Main points
- A popular Iranian prayer app has been hacked, presumably by Israel or the US.
- Hackers sent anti-government notifications to 5 million users, synchronizing with physical attacks on Iranian territory.
/ Collage 24 Channel/Freepik
The escalation of the conflict in the Middle East has entered a new phase, where smartphones have become tools of psychological influence. While military targets have been targeted, millions of civilian users have witnessed an unprecedented disruption of their usual mobile services. The scale of this operation demonstrates careful preparation and deep penetration into Iran's digital infrastructure.
How did an ordinary calendar turn into a tool of state destabilization?

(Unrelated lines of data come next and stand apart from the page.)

PR #640, opened 2026-08-19
feat(budgets): let a scoped budget reset on a UTC calendar boundary

### LINKED ISSUE #639: [FEATURE] Calendar-aligned resets for scoped_budgets
### Problem or use case

`scoped_budgets` expresses a period only as `budget_duration_sec`, an integer added to the last reset. Two things follow.

A calendar month is not a fixed number of seconds, so a monthly budget cannot be expressed at all. 2592000 is a different product: a year holds 12.17 thirty-day periods against 12 months, so every monthly cap rises about 1.5 percent.

Separately, and affecting every period: `_roll_expired_periods` sets `period_start = now` and `period_end = now + budget_duration_sec`, where `now` is the first request *after* expiry rather than the moment of expiry. A window is therefore "at least N seconds, restarted on next use" and not "every N seconds". On a quiet deployment a daily budget rolls at whenever traffic resumed and stays there, and each delay is permanent.

The second is the more interesting one: when the reset happened leaks into the data and never washes out. A calendar-aligned window is derived from the boundary instead, so a budget rolled late still lands on the correct window and the reset becomes independent of when anything looked at it.

### Proposed solution

A nullable `reset_alignment` column holding `calendar_day` / `calendar_week` / `calendar_month`. A plain string rather than a database enum, for the same reason `scope_type` is one.

Three states, with a CHECK so a fourth cannot be stored:

| `budget_duration_sec` | `reset_alignment` | meaning |
| --- | --- | --- |
| NULL | NULL | never resets (unchanged) |
| set | NULL | rolling (unchanged) |
| NULL | set | calendar aligned (new) |

`CHECK (NOT (budget_duration_sec IS NOT NULL AND reset_alignment IS NOT NULL))`. Without it the two columns encode one concept with an implicit "ignored when" rule, and `(86400, calendar_month)` becomes storable and meaningless.

When alignment is set, `_roll_expired_periods` computes the window containing `now` (midnight UTC, Monday 00:00, or the 1st) instead of `now + duration`. Same lock-free compare-and-swap on `period_end`, and the same no-backfill semantics: a budget untouched for two months lands in the current month with fresh counters.

This is not a period enum. Periods stay in seconds; the column only says whether a reset snaps to a boundary.

**UTC only, deliberately.** Boundaries are UTC, so a deployment in Tokyo sees a daily budget reset at 09:00 local. That is weighed and left out of scope rather than missed: a local calendar day is 23 or 25 hours across a DST transition, which is real complexity for a benefit nobody has asked for yet. A `reset_timezone` column stays additive if that changes.

### Alternatives considered

**Infer alignment from the duration** (86400 means daily, so snap it). No schema change at all, but it silently changes every existing daily budget on upgrade, which is the one thing this must not do.

**Rolling 30 days for monthly.** Decided against in otari-ai#1725 for the 1.5 percent above.

**Refusing to migrate monthly budgets.** After cutover the gateway is what enforces, so those caps stop existing rather than being enforced somewhere else.

### Definition of Done

- Existing rows behave identically with `reset_alignment` NULL.
- An aligned budget resets on the boundary and not on next use, tested by rolling one across a boundary late.
- The CHECK rejects a row with both columns set.
- One Alembic revision with a real downgrade, roundtrip tested.
- `docs/access-control.md` updated alongside the existing scoped-budget section.

Consumer: otari-ai#1725 blocks on this. Its migration script already has the mode wired and refusing until the column exists.

njbrake:
## Description

`scoped_budgets` expressed a period only as `budget_duration_sec`, seconds added to the last reset, so a calendar month could not be written at all (2592000 makes a year of 12.17 periods against 12 months, about 1.5 percent more generous than a monthly cap reads) and a rolling window restarted from the first request after expiry rather than from the moment of expiry, which lets the reset time walk forward on a quiet deployment.

A nullable `reset_alignment` column (`calendar_day`, `calendar_week`, `calendar_month`) is the other place a period can come from, and a CHECK keeps every row to one of three states: neither field never resets, a duration is rolling, an alignment is calendar aligned. Both set is not storable, so the pair never needs an "ignored when" rule to be read.

When alignment is set, the roll at the gate writes the window containing `now` (midnight, Monday 00:00, or the 1st) instead of `now + duration`. Same lock-free compare-and-swap on `period_end`, same no-backfill: a ceiling nothing touched for two months lands in the current month with fresh counters, and when the reset happened stops leaking into the data. Existing rows keep the column NULL and behave exactly as before.

The window derivation is one function, shared by creation, retiming, and the roll, so the three cannot drift apart. Boundaries are UTC only, deliberately: a local calendar day is 23 or 25 hours across a DST transition, and a reset timezone stays additive if that is ever wanted. An alignment value the API cannot create (only reachable by a write that went around it) logs a warning and leaves the exhausted window in place, which refuses requests rather than guessing a cadence.

The migration adds the column and the CHECK through `batch_alter_table` with `copy_from`, because SQLite has no `ALTER TABLE ... ADD CONSTRAINT` and `copy_from` is what carries the table's two partial unique indexes through SQLite's rebuild.

`otari-ai#1725` blocks on this column.

One unrelated line rides along: a repo-root `.pnpm-store/` is now ignored. pnpm falls back to one when it cannot use a store on the same filesystem as the install target, which is what happens in a container, and the untracked result is large enough to push a diff past the file window GitHub applies path filters within, which silently skips every path-filtered workflow. The gap dates from the pnpm migration in #637.

## PR Type

- [x] New Feature
- [ ] Bug Fix
- [ ] Refactor
- [x] Documentation
- [ ] Infrastructure / CI

## Relevant issues

Fixes #639

## Checklist

- [x] **M4 ledger:** this PR either needs no entry (an existing row already covers it and its target is unchanged), or the entry is appended to [otari-ai#1587](https://github.com/mozilla-ai/otari-ai/issues/1587). One entry per *change*, not per PR: a stack delivering one surface change gets one. See [.github/instructions/reconciliation-ledger.instructions.md](instructions/reconciliation-ledger.instructions.md).

No ledger entry: the `scoped_budgets` row already covers this table and its target disposition is unchanged.

## Test plan

- Unit: the window arithmetic, including December, both Februaries, the set of month lengths, an aware timestamp in another offset, and an unrecognized alignment.
- Unit: the revision's chain on SQLite, since nothing else migrates it. Column, CHECK, both partial unique indexes surviving the rebuild, the three legal states storable, the fourth refused, downgrade, and upgrade/downgrade/upgrade.
- Integration: a daily ceiling rolled three days late lands on today's midnight; a monthly one asleep for two months lands on the 1st with zeroed counters; an unrecognized alignment stays exhausted and 403s; the database refuses a row carrying both periods; and over the API, an aligned ceiling opens on its boundary, a cadence switch is one request, both fields is a 400, an unknown alignment is a 422.
- `make lint`, `make typecheck`, `make openapi-check`, `make postman-check`, the OSS-edition smoke gate, and the full unit (1830) and integration (1355) suites, against a local PostgreSQL 18.

## AI Usage

- [ ] No AI was used.

**AI Model/Tool used:**

Implemented from the issue, which @njbrake wrote up with the design decisions already made (the mutual-exclusion CHECK, UTC only, no inference from the duration). The reasoning and decisions are his; the code and prose are Claude's.

**NOTE:**

## Summary

Adds calendar-aligned reset support for `scoped_budgets`.

- Supports UTC day, week, and month boundaries.
- Preserves rolling duration resets and no-reset behavior.
- Rejects conflicting or invalid reset settings.
- Updates the API, client schema, documentation, and Postman example.
- Adds migration, rollover, validation, API, and period-calculation tests.
- Ignores repository-local `.pnpm-store/` directories.


tbille (approved):

alembic/versions/b6e8c2a4d7f1_add_scoped_budget_reset_alignment.py
```diff
@@ -0,0 +1,101 @@
...
+Create Date: 2026-08-19
+"""
+
+from collections.abc import Sequence
+
+import sqlalchemy as sa
+from alembic import op
+
+revision: str = "b6e8c2a4d7f1"
+down_revision: str | Sequence[str] | None = "a3c7e1b9d5f2"
```
khaledosman, line 32: Chain collision, not a defect in this revision: five open PRs all set `down_revision = "a3c7e1b9d5f2"`, which is main's current head (#668 `7ff4e082eb0c`, #671 `f7a2c4e6b8d1`, #670 `e1c3a5b7d9f2`, #667 `f2a4c6d8b0e3`, this one `b6e8c2a4d7f1`). Whichever lands first is fine; the second forks the chain, and `alembic upgrade head` then refuses to choose — startup `auto_migrate` and `tests/integration/conftest.py` both run it. Needs a merge order with the rest rebased onto the new head.

Second-order hazard from this revision specifically: `_scoped_budgets()` hard-codes the column list for `copy_from`. No other open PR rebuilds `scoped_budgets`, so nothing is wrong today, but any future `batch_alter_table` on this table that omits `reset_alignment` will silently drop it on SQLite.

src/gateway/services/scoped_budget_service.py
```diff
@@ -190,9 +203,49 @@ async def _resolve_identities(
...
+        start = day - timedelta(days=day.weekday())
+        return start, start + timedelta(days=7)
+    if alignment == ALIGN_MONTH:
+        start = day.replace(day=1)
+        end = start.replace(year=start.year + 1, month=1) if start.month == 12 else start.replace(month=start.month + 1)
+        return start, end
+    raise ValueError(f"Unknown reset alignment: {alignment!r}")
+
+
+def period_window(
```
khaledosman, line 227: Coordination note with #671: `WorkspaceBudgetDefault` has no `reset_alignment` column, and `WorkspaceBudgetDefaultService._create_member_budget` derives its window with an inline `now + timedelta(...)` rather than through `period_window`. Once both land, a workspace budget default can only ever materialise a rolling ceiling, and there are two derivations of a period again — which is the drift this function exists to prevent. Worth agreeing which PR closes it.

khaledosman (approved):
No findings in the enforcement path.

Checked the two things a reader would most want proven: every aligned window returned by `_aligned_window` has `end > now` strictly (day, ISO week, and month, including the December rollover), so a rolled aligned ceiling can never re-enter `expired` and spin; and the CAS guard `period_end <= now` is still sound for an aligned roll for the same reason, so a loser at the boundary sees zero rows exactly as it did for a rolling window. The `window is None` arm in `_roll_expired_periods` reproduces the old `period_start=now, period_end=None` behavior, so a cadence-less row that somehow carries a `period_end` is unchanged.

`ScopedBudgetResponse.reset_alignment: str | None` rather than the `Literal` reads as a mismatch against the request until you notice `scope_type` is `str` there too, and that typing it as the union would turn a row written around the API into a 500 on `GET`. Consistent, and right.

One process note: the `.gitignore` entry is unrelated to the feature and the title is `feat(budgets)`. The reasoning for riding along is good and I would not split it, but it is the kind of thing `CONTRIBUTING.md`'s "keep diffs focused" is aimed at.

---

The popular Iranian prayer and planning app BadeSaba Calendar, which has over 5 million downloads on Google Play, has become the epicenter of a large-scale cyber operation. On Saturday morning, at exactly 9:52 a.m. Tehran time, users instead of the usual religious notifications received calls for the overthrow of the government. This began at the very moment when reports of US and Israeli strikes on Iranian territory appeared, writes Cyber Press.
The content of the announcements was aimed at demoralizing the army. The texts stated that aid had already arrived and called on servicemen to lay down their arms in exchange for amnesty.
Cybersecurity experts say the push notification hack was carefully planned in advance. The attackers likely gained access to the app's backend by compromising the supply chain or stealing administrator credentials.
According to estimates, the preparation for such an operation could have lasted several weeks, and the activation took place synchronously with physical attacks on Iranian facilities.
What was unique about this attack was that it was not accompanied by the distribution of malware. It was an information and psychological operation aimed directly at citizens' devices. The settings of the Android notification system allowed these messages to bypass even the “Do Not Disturb” mode, which made the attack even more noticeable and aggressive.
This didn't end there.
The impact of the cyber incident was not limited to the mobile app. Data from monitoring services such as NetBlocks recorded a critical drop in internet connectivity in Iran to 4 percent of normal. National data centers lost access to the global network, which led to the shutdown of mobile internet, broadband networks and blocking bypass services.
State media outlets, including IRNA and ISNA, have also been attacked – their pages have been hacked or subjected to DDoS attacks, resulting in anti-government slogans appearing on them for a short time.
Who is behind the cyberattack?
Experts emphasize that such high precision and synchronism of actions indicates the participation of state structures in the operation. Although no one has claimed responsibility yet, it is obvious that the United States or Israel are behind this.